Il est à se demander, conclut le commissaire du gouvernement, si l'ensemble de la conduite de Mme Guillier ne prouvé pas qu'elle a un certain désordre dans les idées, les sentiments et les instincts.

 

Quant à Deschamps, il n'a pas dû se rendre compte de la gravité de l'acte qu'il commettait et a eu tort de ne pas avoir la sagesse d'empêcher Mme Guillier de le commettre.

 

Les infractions à l'article 7 sont passibles d'une peine de 6 jours à un an de prison et d'une amende de 16 à 500 francs.

 

Je vous demande, messieurs, une condamnation de principe.

Mme Guillier ne peut pas bénéficier du sursis à cause de sa précédente condamnation ;

je laisse, à l'appréciation de votre conscience la fixation du taux de l'amende.

 

Me Kernéis

 

Après le réquisitoire modéré du commissaire du gouvernement, Me Kernéis ne pouvait s'attacher dans sa plaidoirie qu'à réclamer la bienveillance du tribunal.

Il le fit avec talent et bonhomie et ramena l'affaire à ses justes proportions, celles d'une plaisanterie de mauvais goût, comme M. Huau l'a comprise dans son bon sens et son esprit de justice.

 

— Mme Guillier est suffisamment punie de voir sa vie établie ainsi en public et les incartades d'une jeunesse mouvementée connues, dit Me Kernéis.

 

Elle a promis de racheter son passé.

Aux côtés de son mari, libéré du service et employé dans l'usine que dirige son père, elle va redevenir normale.

Elle veut se convertir.

 

Elle a été poursuivie pour un vol, mais était-ce bien un vol qu'elle avait commis ?

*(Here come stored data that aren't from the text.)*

PR #8434, opened 2025-09-25
GPL: use regions instead of power domains

osamahammad21:


gudeh:
I think this makes a lot of sense, I don't understand why we used the power domain previously, and I assume it worked because examples we tested so far had a region directly associated with a power domain.

Also, we have `OpenROAD/test/upf_test.tcl` and `OpenROAD/test/upf_aes.tcl` seem to be passing with the change.

gudeh (changes requested):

Elle attendait un mandat que devait lui adresser sa famille pour payer la location de sa chambre.

Elle a pris de l'argent à une amie, mais le lui a remboursé, dès réception du mandat, et celle-ci a retiré sa plainte.

 

Me Kernéis supplie le tribunal de ne pas briser par une condamnation trop sévère l'avenir nouveau qui s'ouvre devant Mme Guillier repentie, excuse Deschamps, qui paie déjà assez cher son incartade, puisque, dans son métier de métallurgiste l'entrée de l'arsenal lui sera interdite, et demande au tribunal d'opposer à la publicité que les faits devaient inévitablement recevoir, la publicité contraire en les sanctionnant d'une condamnation minime.

 

La condamnation

 

Le tribunal se retire pour délibérer.

La discussion est longue et dure près d'une heure.

 

Devant la garde qui présente les armes, le président, « au nom du peuple français », lit les réponses faites par bulletins secrets aux huit questions posées.

 

Mme Marie-Elisabeth Guillier est condamnée à 50 francs d'amende.

 

M. Georges, Victor Deschamps à 100 francs, mais il bénéficie du sursis.

 

Tous deux sont condamnés solidairement aux frais envers l'État.

Le tribunal réduit au minimum la contrainte par corps.

 

Pendant que le tribunal se retire, devant la garde qui présente à nouveau les armes, M. Gouriou, greffier, donne à son tour lecture aux accusés de leurs condamnations.